Fanchic : Nous retrouvons Erwan et Simon, direction les quais de Bordeaux sous un soleil radieux. La discussion s’engage autour des choix d’Erwan. Sa vision me heurte, me bouscule. Il avance des arguments, questionne nos représentations. Les sujets se succèdent, l’argent, l’éducation, la famille, la sexualité…

Il fait des choix radicalement contraires aux nôtres. Pour nous c’est un voyage, lui un mode de vie. Nous avons des tunes, pas lui. Quand nous allons au sud trouver soleil et chaleur, il va au nord se confronter à l’hiver et tester son mode de vie.

Un petit portrait du mec s’impose. Il avait, à priori, tout pour « réussir » dans notre société. Issue d’une famille au capital culturel et économique important, il suit, très logiquement, une scolarité exemplaire, bac S, prépa et … première rupture. Il décline la carrière d’ingénieur qui s’offre à lui pour l’enseignement. Une haute idée de son rôle le pousse à mettre en lien les connaissances techniques et les conséquences de leur utilisation, pas évident… Il commence à s’intéresser il y a 15 ans à l’écologie. Il affine sa réflexion, ses connaissances et aboutit à l’obligation de changer nos modes de vie, aller notamment vers moins de consommation. Autant vous dire qu’il est bien loin de la farce marketing du développement durable. Il milite durant 5 ans, s’épuise puis s’abime dans la volonté de convaincre. S’ensuit une grosse pause. Quand il le raconte ça paraît logique, il faut qu’il roule pour retrouver du plaisir.

Maintenant, il indique ne plus vouloir convaincre mais ce qu’il fait fait c’est encore de l’éducation (populaire sans doute) par les questions que son mode de vie soulève. Il se décrit comme un clown, le vélo tel un nez rouge, le nomadisme comme art de rue.

Autour du repas qu’il nous offre la discussion se poursuit, mes neurones surchauffent. Qu’il est bon parfois de réfléchir de la sorte. Nous filmons durant ce temps une présentation un peu formelle de son projet, je vous invite à la découvrir. Si le personnage vous intrigue, la démarche vous intéresse….où vous irrite, il est possible de contacter Erwan sur son site http://unvelodanslatete.free.fr/ et même de l’accompagner…
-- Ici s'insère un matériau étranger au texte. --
PR #390, opened 2025-12-26
Implement next(isolation:) in AsyncAdjacentPairsSequence

alex-waldron:
The next(isolation:) method allows the iterator to inherit the caller's isolation context, avoiding unnecessary isolation hops.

Même journée autre rencontre, je rejoins Justine et Maria connues en Andalousie. Elle prennent le café avec François (incroyable ce qu’ils sont bons les François!), un pirate des temps moderne. Activiste social, il ouvre des lieux délaissés par la mairie, les fait vivre. Je l’accompagne récupérer des affaires au « marché des Douves », sublime bâtiment de verre et de fer. Le lieu qu’il a squatté, contribué à animer est repris en main par la mairie. Sous couvert d’une rénovation du bâtiment, c’est les gens du quartier qu’on met dehors.

Il me mène jusqu’au petit jardin qu’il essaye de créer dans le quartier, la balade se fait au rythme du caddy qu’il pousse et des personnes qu’il salue (environ une sur deux!). Le soleil décline, nous redescendons vers les quais au rythme de sa guitare et de sa voix cassée, « c’est dur la ville mais j’y ai ma famille… des toxicos, des sans-pap, des alcoolos ».

Soirée à « récup’r », atelier associatif de couture et de réparation de vélo. C’est soirée auberge espagnole, au menu, des discussions autour de l’expérience de l’inévitable Erwan.